Пять различных молекулярных сигналов в клетке можно наблюдать одновременно

В каждый момент времени внутри живой клетки происходит множество событий. Например, изменяются концентрации Ca²⁺ , циклического АМФ (цАМФ), активность протеинкиназы A (PKA), Наблюдать за динамикой этих изменений можно с помощью флуоресцентных репортеров. Они могут быть связаны с разными компонентами клетки и позволяют отслеживать в режиме реального времени, как различные процессы влияют друг на друга. Проблема такого подхода в том, что микроскопы способны различить спектры ограниченного числа репортеров; обычно используется не более двух.

Исследователи из Массачусетского технологического института предложили качественно новый подход к этой задаче. Идея заключается в том, чтобы присоединить репортерные флуоресцентные молекулы к самособирающимся белкам, способным образовывать кластеры. Такие кластеры будут распределены внутри клетки случайным образом, наподобие островков, причем белки разных типов, несущие различные репортеры, кластеризуются только друг с другом. Предполагается, что разные кластеры будут достаточно далеко друг от друга, чтобы их можно было различить под микроскопом, и достаточно близко, чтобы можно было получить информацию о взаимодействии сигналов в живой клетке (см. рис. 1 в статье).

Даже если сигналы от кластеров будут неразличимы из-за перекрывания спектров флуоресцентных репортеров, потом препарат можно будет зафиксировать и использовать другие методы, которые нельзя применять на живых клетках (например, антитела к эпитопам, присоединенным к репортерам). Это позволит различить кластеры, местоположение которых останется неизменным.

Авторы подтвердили осуществимость своей идеи, использовав флуоресцентный репортер и самособирающиеся пептиды, которые формируют кластеры в пространстве клетки. Такие островки сигнальных репортеров (signaling reporters islands, SiRI), были получены для сенсоров на основе GFP, способных обнаруживать Ca²⁺, протеинкиназу А, цАМФ. Результаты использования этих SiRI по отдельности схожи с теми, которые демонстрируют такие сенсоры без пептидов.

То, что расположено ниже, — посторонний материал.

PR #136, opened 2023-09-06
GPU-1115: Manually resize page images on publish

plyhun:
Since we are aware of the usage of images hosted by the same project, as well as their manipulation properties, we can apply these manipulation in advance on the page publish, to make it being able to restrict the on-demand manipulation, which is resource consuming and is theoretically DDoS prone.


cms-core/src/main/java/com/gentics/contentnode/publish/mesh/MeshPublisher.java
```diff
@@ -3224,10 +3263,13 @@ public void handleRenderedEntries(boolean preview, int nodeId, Supplier<FieldMap
 							String string = ObjectTransformer.getString(o, null);
 							if (string != null) {
 								field.add(string);
+								gisChecker.accept(string);
 							}
 						}
 					} else {
-						fields.put(entry.getMapname(), new StringFieldImpl().setString(ObjectTransformer.getString(value, null)));
+						String string = ObjectTransformer.getString(value, null);
```
plyhun, line 3270: The main point so far is - if we collect the image manipulations per page, when and how to apply them eventually? We need to find those images in the first place, and then either postpone their publish until the very end with all the manipulations collected, or make an ad-hoc manipulations on each and every page.

PR #146, opened 2023-09-19
WIP: GPU-992 - Java 17 Update

guggi:


cms-js-lib/pom.xml
```diff
@@ -134,7 +134,7 @@
 					<execution>
 						<?m2e execute?>
 						<id>minify</id>
-						<phase>compile</phase>
+						<phase>none</phase>
```
guggi, line 137: todo: change back to compile or fix

PR #230, opened 2024-03-21
Hotfix 6.0.x sup 16004

plyhun:


cms-oss-server/src/main/java/com/gentics/contentnode/servlets/SelectedSymlinkAllowedResourceAliasChecker.java
```diff
@@ -0,0 +1,38 @@
...
+import org.eclipse.jetty.server.AllowedResourceAliasChecker;
+import org.eclipse.jetty.server.handler.ContextHandler;
+import org.eclipse.jetty.util.log.Log;
+import org.eclipse.jetty.util.log.Logger;
+
+/**
+ * An extension of {@link AllowedResourceAliasChecker} which will allow symlinks alias to arbitrary
+ * targets, if the path is in the whitelist.
+ */
+public class SelectedSymlinkAllowedResourceAliasChecker extends AllowedResourceAliasChecker
```
plyhun, line 17: Here we cannot reuse an existing `SymlinkAllowedResourceAliasChecker` for two reasons.
1. It is enabled by default, thus - useless.
2. It is useless, because of its ultimate dependency on a base webroot, which is set to `/webroot`, which is based on an application classpath root, and not the root we set in the distinct handler.

npomaroli (changes requested):
Tested with the example setup of the ticket and it did not work (static file from symlinked package is not availalbe).

plyhun:
> Tested with the example setup of the ticket and it did not work (static file from symlinked package is not availalbe).

I was able to replicate the issue on a local setup. Will re-check with the provided docker environment as well.

cms-oss-server/src/main/java/com/gentics/contentnode/servlets/SelectedSymlinkAllowedResourceAliasChecker.java
plyhun: NB: Fresher Jetty version extends the possibility of AliasCheckers, though it requires a refactoring / overall stability check.
https://github.com/jetty/jetty.project/issues/8259

npomaroli (approved):

PR #231, opened 2024-03-21
SUP-15443: Fix of content staging crash

plyhun:


cms-core/src/main/java/com/gentics/contentnode/staging/StagingUtil.java
```diff
@@ -80,7 +80,7 @@ public static <T extends StageableNodeObject, K> Map<K, StagingStatus> checkStag
 			return null;
 		}
 
-		StagingStatusService service = StreamSupport.stream(loader.spliterator(), false).findFirst().orElse(null);
+		StagingStatusService service = StreamSupport.stream(loader.spliterator(), false).findAny().orElse(null);
```
npomaroli, line 83: I don't understand how this would fix the exception, which was described in the ticket.
The only difference between findFirst() and findAny() is that findFirst() will always return the first element in the stream (if it is ordered), and findAny() can return any.
Did you actually reproduce the problem and can verify that this change is a fix for it?

plyhun: All I could find is a reference to the old declined JDK bug, which is still not reproducible in CMS OSS setup.
https://bugs.openjdk.org/browse/JDK-8230843
So I have improved the code anyway, since 1) it is indeed not exactly thread safe to call the service loader from the single thread-unsafe static member, 2) those calls simply don't need Streams.

PR #238, opened 2024-03-26
Exclusive READ(PUBLISHED) permissions for the published nodes.

plyhun:


cms-core/src/main/java/com/gentics/contentnode/publish/mesh/MeshPublisher.java
```diff
@@ -4979,11 +4981,12 @@ protected Completable setPermissions(Collection<String> roles) {
 					.collect(Collectors.toList()));
```
plyhun, line 4981: Shouldn't we restrict the project/branch permissions up above in the same way?

cms-core/src/test/java/com/gentics/contentnode/tests/publish/mesh/MeshPublishRolesTest.java
```diff
@@ -19,6 +19,23 @@
 import static org.assertj.core.api.Assertions.assertThat;
 import static org.junit.Assert.fail;
 
+import java.util.ArrayList;
```
plyhun, line 22: So I've tried to test this explicit case: alter a permission for an existing page, and re-publish it. It does not work since the existence of `supportsPublishOnCreate`, as the permissions never get updated with this flag. This, however, may be a bug as well. See `MeshPublisher#setRolePermissions`.

npomaroli: The flag `supportsPublishOnCreate` only determines whether permissions can be set while creating/updating nodes, or it is required to do this in a separate step.
I added a test case for this issue: `MeshPublishRolesTest.testPagePermissionsWithModifiedRootNodePermissions()`

PR #245, opened 2024-04-02
SUP-16409: Move objects between nodes + Mesh Publish (UT)

plyhun:


cms-core/src/test/java/com/gentics/contentnode/tests/publish/mesh/MeshPublishTest.java
```diff
@@ -619,6 +622,95 @@ public void testPageFilenameConflictDelete() throws Exception {
...
+			return create(Folder.class, f -> {
+				f.setMotherId(otherNode.getFolder().getId());
+				f.setName("Testfolder 2");
+				f.setPublishDir("folder2");
+			});
+		});
+
+		// publish
+		try (Trx trx = new Trx()) {
+			context.publish(false);
```
plyhun, line 679: Crash here.

plyhun:
```
14:27:31.558 [] ERROR [vert.x-worker-thread-17] [c.g.m.g.OrientDBDatabase] - com.orientechnologies.orient.core.storage.ORecordDuplicatedException: Cannot index record #1122:5: found duplicated key 'a7e7596bf0f911ee96030242ac120002' in index 'MeshVertexImpl' previously assigned to the record #1121:5
	DB name="tinkerpop1712066498378" INDEX=MeshVertexImpl RID=#1121:5
14:27:31.558 [] ERROR [vert.x-eventloop-thread-13] [c.g.m.r.r.FailureHandler] - Error for request in path: /api/v1/othertestproject/nodes/a7e7596bf0f911ee96030242ac120002?branch=othertestproject&etag=false&fields=uuid,parent
14:27:31.558 [] ERROR [vert.x-eventloop-thread-13] [c.g.m.r.r.FailureHandler] - Error:
com.gentics.mesh.core.rest.error.GenericRestException: 500 Internal Server Error error_internal params {}
	at com.gentics.mesh.core.rest.error.Errors.error(Errors.java:90)
	at com.gentics.mesh.graphdb.OrientDBDatabase.tx(OrientDBDatabase.java:535)
	at com.gentics.mesh.core.verticle.handler.HandlerUtilities.syncTx(HandlerUtilities.java:345)
	at com.gentics.mesh.core.verticle.handler.HandlerUtilities.createOrUpdateElement(HandlerUtilities.java:189)
	at com.gentics.mesh.core.verticle.handler.HandlerUtilities.createOrUpdateElement(HandlerUtilities.java:172)
	at com.gentics.mesh.core.verticle.handler.HandlerUtilities.updateElement(HandlerUtilities.java:153)
	at com.gentics.mesh.core.endpoint.handler.AbstractCrudHandler.handleUpdate(AbstractCrudHandler.java:89)
	at com.gentics.mesh.core.endpoint.node.NodeEndpoint.lambda$addUpdateHandler$20(NodeEndpoint.java:524)
	at io.vertx.ext.web.impl.BlockingHandlerDecorator.lambda$handle$0(BlockingHandlerDecorator.java:48)
	at io.vertx.core.impl.ContextBase.lambda$null$0(ContextBase.java:137)
	at io.vertx.core.impl.ContextInternal.dispatch(ContextInternal.java:264)
	at io.vertx.core.impl.ContextBase.lambda$executeBlocking$1(ContextBase.java:135)
	at io.vertx.core.impl.TaskQueue.run(TaskQueue.java:76)
	at java.base/java.util.concurrent.ThreadPoolExecutor.runWorker(ThreadPoolExecutor.java:1128)
	at java.base/java.util.concurrent.ThreadPoolExecutor$Worker.run(ThreadPoolExecutor.java:628)
	at io.netty.util.concurrent.FastThreadLocalRunnable.run(FastThreadLocalRunnable.java:30)
	at java.base/java.lang.Thread.run(Thread.java:829)
14:27:31.559 [] ERROR [vert.x-eventloop-thread-13] [i.v.e.w.h.i.LoggerHandlerImpl] - 172.17.0.1 - POST /api/v1/othertestproject/nodes/a7e7596bf0f911ee96030242ac120002?branch=othertestproject&etag=false&fields=uuid,parent HTTP/1.1 500 178 - 8 ms

Mesh output for failed test testUnrecoverableFilenameConflict(com.gentics.contentnode.tests.publish.mesh.MeshPublishTest)
```

plyhun: A line earlier
```
14:27:31.515 [] WARN  [vert.x-eventloop-thread-13] [i.v.e.w.h.i.LoggerHandlerImpl] - 172.17.0.1 - DELETE /api/v1/testproject/nodes/a7e7596bf0f911ee96030242ac120002/languages/de?recursive=true HTTP/1.1 404 220 - 2 ms
14:27:31.558 [] ERROR [vert.x-worker-thread-17] [c.g.m.g.OrientDBDatabase] - com.orientechnologies.orient.core.storage.ORecordDuplicatedException: Cannot index record #1122:5: found duplicated key 'a7e7596bf0f911ee96030242ac120002' in index 'MeshVertexImpl' previously assigned to the record #1121:5
	DB name="tinkerpop1712066498378" INDEX=MeshVertexImpl RID=#1121:5
14:27:31.558 [] ERROR [vert.x-eventloop-thread-13] [c.g.m.r.r.FailureHandler] - Error for request in path: /api/v1/othertestproject/nodes/a7e7596bf0f911ee96030242ac120002?branch=othertestproject&etag=false&fields=uuid,parent
```
shows that an attempt to delete an old node is performed, with no success.

cms-core/src/main/java/com/gentics/contentnode/factory/object/PageFactory.java
```diff
@@ -2515,12 +2515,6 @@ public OpResult move(Folder target, int targetChannelId, boolean allLanguages) t
 					List<ContentLanguage> targetNodeLanguages = target.getOwningNode().getLanguages();
 					pageLanguages.removeAll(targetNodeLanguages);
 
-					// when the page to move does not have a language, but the target node has languages, we let the page have the first
```
plyhun, line 2518: This part of the code causes the UT to fail, as initially the page being moved does not have a language, and so I have doubts that we need to set those forcefully on a move.

cms-core/src/main/java/com/gentics/contentnode/publish/mesh/MeshPublisher.java
```diff
@@ -2133,18 +2133,20 @@ protected boolean checkObjectConsistency(MeshProject project, VersioningParamete
 		for (int objectType : types) {
 			Class<? extends NodeObject> clazz = t.getClass(objectType);
 
-			Map<Integer, Set<String>> map = PublishQueue.getObjectIdsWithAttributes(clazz, true, checkedNode, Action.DELETE, Action.REMOVE, Action.OFFLINE);
+			Map<Integer, Set<String>> deleteOfflineMap = PublishQueue.getObjectIdsWithAttributes(clazz, true, checkedNode, Action.DELETE, Action.OFFLINE);
```
plyhun, line 2136: Here we tell apart the DELETEd and REMOVEd objects just as documented - DELETE means complete removal, REMOVE means the object being moved elsewhere. Forms require this tellapart explicitly.

pom.xml
```diff
@@ -102,6 +102,7 @@
 		<surefire.forkcount.mesh>4</surefire.forkcount.mesh>
 		<!-- Since we have some glitch tests, we rerun failing tests once -->
 		<surefire.rerunFailingTestsCount>1</surefire.rerunFailingTestsCount>
+		<surefire.skip>false</surefire.skip>
```
plyhun, line 105: I'd like to have an ability to build the whole project, including unit tests, without an actual run of the tests.

cms-core/src/main/java/com/gentics/contentnode/factory/object/PageFactory.java
npomaroli: This part must not be removed, it was added on purpose (the reason is in the comment).
But the failing UT shows another problem: When moving a page from Node A to Node B, all language variants of the page must be removed from Mesh (for Node A), not only the language variant, the page currently has. I will provide a fix for this.

cms-core/src/main/java/com/gentics/contentnode/publish/mesh/MeshPublisher.java
```diff
@@ -2155,29 +2157,46 @@ protected boolean checkObjectConsistency(MeshProject project, VersioningParamete
...
-				}
-				if (meshUuid != null) {
-					toDelete.computeIfAbsent(meshUuid, k -> new HashSet<>()).add(meshLanguage);
 				}
 			}
+			if (controller.publishProcess && (PublishController.getState() != PublishController.State.running)) {
+				logger.debug(String.format("Stop checking offline objects, because publisher state is %s", PublishController.getState()));
+				return false;
+			}
+			Stream.of(deleteOfflineMap.entrySet().stream(), removeMap.entrySet().stream())
```
npomaroli, line 2182: Doing it this way moves the check for stopped publish processes out of the loop. This must not be done, because then the publish process cannot be interrupted during removal of objects from mesh.

cms-oss-changelog/src/changelog/entries/2024/04/7736.SUP-16409.bugfix
```diff
@@ -0,0 +1 @@
+When moving an object (Page, File etc) between the nodes, that point to the completely different Mesh CRs, the following publish process may fail with an item duplication error. This has been fixed.
```
npomaroli, line 1: Actually, the problem of duplicate items only arises when objects are moved between nodes, which publish into the same Mesh instance (via the same or different CRs).

npomaroli (changes requested):

pom.xml
plyhun: `-DskipTests` skips building test deps, which means that every new build, that depends on those, fails. I need them to be built, but not run.

plyhun: > I have verified that this is in fact the case.

It has been never the case. For instance, if building CMS OSS with this flag, the following build of CMS fails on missing parent test-lib, which has not been build, thus - not installed.

PR #254, opened 2024-04-10
Fix handling of server version

npomaroli:
Fix URLs to changelog and guides
Remove link to manual

### DIFF
--- a/cms-core/src/main/java/com/gentics/contentnode/version/ServerVariantService.java
+++ b/cms-core/src/main/java/com/gentics/contentnode/version/ServerVariantService.java
@@ -2,10 +2,27 @@ package com.gentics.contentnode.version;
 
 import com.gentics.contentnode.update.CMSVersion;
 
+/**
+ * Interface for service, that returns CMS variant specific information
+ */
 public interface ServerVariantService {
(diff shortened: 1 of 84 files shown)


cms-core/src/main/java/com/gentics/contentnode/version/ServerVariantService.java
```diff
@@ -0,0 +1,11 @@
+package com.gentics.contentnode.version;
+
+import com.gentics.contentnode.update.CMSVersion;
+
+public interface ServerVariantService {
```
npomaroli, line 5: Javadoc

cms-restapi/src/main/java/com/gentics/contentnode/rest/model/response/admin/Update.java
```diff
@@ -0,0 +1,29 @@
+package com.gentics.contentnode.rest.model.response.admin;
+
+import java.io.Serializable;
+
+public class Update implements Serializable {
```
npomaroli, line 5: Javadoc

npomaroli (commented):
Javadoc!!!

PR #327, opened 2024-07-08
Use Maven 3.8.8 instead of 3.9.x

npomaroli:


yrucrem:
No longer relevant after switch to nexus.

PR #598, opened 2018-09-22
Use class properties for binding

Pessimistress:


TrySound:
This is actually the only one syntax which makes react components easier to support. All others does not make sense for reusable components.

PR #599, opened 2018-09-22
Provide static browser/node targets

TrySound:
Ref https://github.com/uber/react-map-gl/issues/557 https://github.com/uber-web/mjolnir.js/pull/22


TrySound:
Can we publish then major mjolnir release?

TrySound:
So can this be merged? I will start working on rollup builds

Pessimistress:
@TrySound do we need to update the mjolnir.js dependency?

TrySound:
Done

digitalkaoz:
yes, a merge and a prelease would be nice :)

TrySound:
@ibgreen @Pessimistress I have a few ideas how to improve the size of this library. Will start working on it after merge of this PR.

Pessimistress:
Published 4.0.0-alpha.2

digitalkaoz:
@Pessimistress @TrySound i get this error now:

```
node_modules/react-map-gl/dist/esm/components/static-map.js

Module not found: Can't resolve '../utils/mapboxgl' in 'node_modules/react-map-gl/dist/esm/components
```

but its there :/

```js
export default null;
//# sourceMappingURL=mapboxgl.js.map
```

so whats wrong here?

TrySound:
Is it webpack?

TrySound:
And what is the target?

TrySound:
@digitalkaoz Could you try to add `./` before paths in browser section? I probably missed this nuance.

digitalkaoz:
Indeed that works! But why does the Browser section behave different than
the other sections?

Bogdan Chadkin <notifications@github.com> schrieb am Do., 4. Okt. 2018,
17:57:

TrySound:
I don't know. Probably by spec.

TrySound:
Perhaps this is done to be able to replace packages with another ones.

TrySound:
Sent a fix
https://github.com/uber/react-map-gl/pull/610

cigzigwon:
I'm guessing this is the reason my rollup component lib won't load the map? I'm making a compoennt lib consuming this lib and it will never load. You also need to implement the worker for mapbox-gl v2 or it won't compile correctly in webpack. I'm having trouble in rollup probably because the mapbox-gl lib should be a peer dep. I think no matter what I do I'm stuck.

PR #610, opened 2018-10-04
Fix browser targets

TrySound:
Ref https://github.com/uber/react-map-gl/pull/599

I made a mistake here. Sorry for that.

### DIFF
--- a/package.json
+++ b/package.json
@@ -18,9 +18,9 @@
   "module": "dist/esm/index.js",
   "esnext": "dist/es6/index.js",
   "browser": {
-    "dist/es5/utils/mapboxgl.js": "dist/es5/utils/mapboxgl.browser.js",
-    "dist/esm/utils/mapboxgl.js": "dist/esm/utils/mapboxgl.browser.js",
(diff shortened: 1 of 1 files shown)


package.json
```diff
@@ -18,9 +18,9 @@
   "module": "dist/esm/index.js",
   "esnext": "dist/es6/index.js",
   "browser": {
-    "dist/es5/utils/mapboxgl.js": "dist/es5/utils/mapboxgl.browser.js",
-    "dist/esm/utils/mapboxgl.js": "dist/esm/utils/mapboxgl.browser.js",
-    "dist/es6/utils/mapboxgl.js": "dist/es6/utils/mapboxgl.browser.js"
+    "./dist/es5/utils/mapboxgl.js": "./dist/es5/utils/mapboxgl.browser.js",
```
Pessimistress: Do we actually need `mapboxgl.browser.js`? Does `mapbox-gl` works here?

TrySound: Yes, `mapbox-gl` is imported in browser version (for electron renderer and web), null is exported for node and electron main.

Issue #561, opened 2018-08-03
v4.0 Goals


Pessimistress:
### Core Components
- [x] Remove Immutable from dependency
- [x] Remove implementation of style diffing: use Mapbox's own style diffing feature
- [x] Update or remove the usage of the legacy React context API
- [x] Support relative `width` and `height` props

### Interaction
- [x] Offer flags for pan/zoom/rotate in callbacks
- [x] Offer APIs to access more pointer events

### Build System
- [x] Upgrade babel to v7
- [x] Remove manual binding of class methods

### Other
- [ ] Improve testing

TrySound:
I would start using babel-runtime. Currently helpers are duplicated in every module.

tstirrat15:
@Pessimistress is there any busywork-type work that I can do to help move towards this release?

sos0:
Relative 👏 width 👏 and 👏  height 👏 🎉 🎈

Pessimistress:
4.0.0-beta.1 is published

archansel:
Hi, Does v4 support react below v16? I tried using v4.0.0-beta.3 and got `_react.createContext` error. My react version is `15.6.1`

tstirrat15:
@archansel No. One of the goals of v4 is to move towards the new React context API (released in v16.3), which is incompatible with the old API.

Pessimistress:
4.0.0 is published!

TrySound:
@Pessimistress Where is tag and changelog?

Pessimistress:
@archansel Some of the v15 API that v3 was using will be removed in the next major release of React. Although unfortunate, when we have to choose, we'd like the latest react-map-gl to support 17 rather than 15.

Pessimistress:
@TrySound 4.0-release branch

PR #611, opened 2018-10-08
WIP Update the usage of the legacy React context API

XiaokaiUber:
For #561

### DIFF
--- a/examples/additional-overlays/choropleth-overlay.js
+++ b/examples/additional-overlays/choropleth-overlay.js
@@ -1,3 +1,4 @@
+/* eslint-disable no-unused-vars */
 // Copyright (c) 2015 Uber Technologies, Inc.
 
 // Permission is hereby granted, free of charge, to any person obtaining a copy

После этих обнадеживающих результатов исследователи попробовали одновременно визуализировать Ca²⁺, протеинкиназу А, цАМФ. В нейронах экспрессировали сенсоры этих клеточных сигналов, связанные с самособирающимися пептидами. Клетки стимулировали веществом, оказывающем влияние на концентрацию и активность сигналов. Нейроны снимали в режиме реального времени, используя только один флуоресцентный фильтр — для детекции GFP. Затем клетки зафиксировали и обработали антителами, узнающими пептиды, прикрепленные к сенсорам. В результате получилась трехцветная картинка, позволившая отнести каждую точку (каждый кластер) в отснятой живой клетке к определенному типу сигналов.

Ученым также удалось расширить набор репортеров до пяти: они использовали также сенсор для протеинкиназы С и для внеклеточной активности киназ (уже с красным флуоресцентным белком). По их мнению, это не предел. Эдвард Бойден, руководитель работы, сотрудник Медицинского института Говарда Хьюза и MIT, говорит: «Потенциально вы можете смотреть на десятки, сотни или даже больше сигналов. Следующая задача — разместить сенсоры всех этих сигналов в клетке». Амбициозная цель, которую обозначает Бойден, — возможность «наблюдать за всем, что происходит в живой клетке, или, по крайней мере, за той частью, которая связана с обучением, или с болезнью, или с лечением болезни».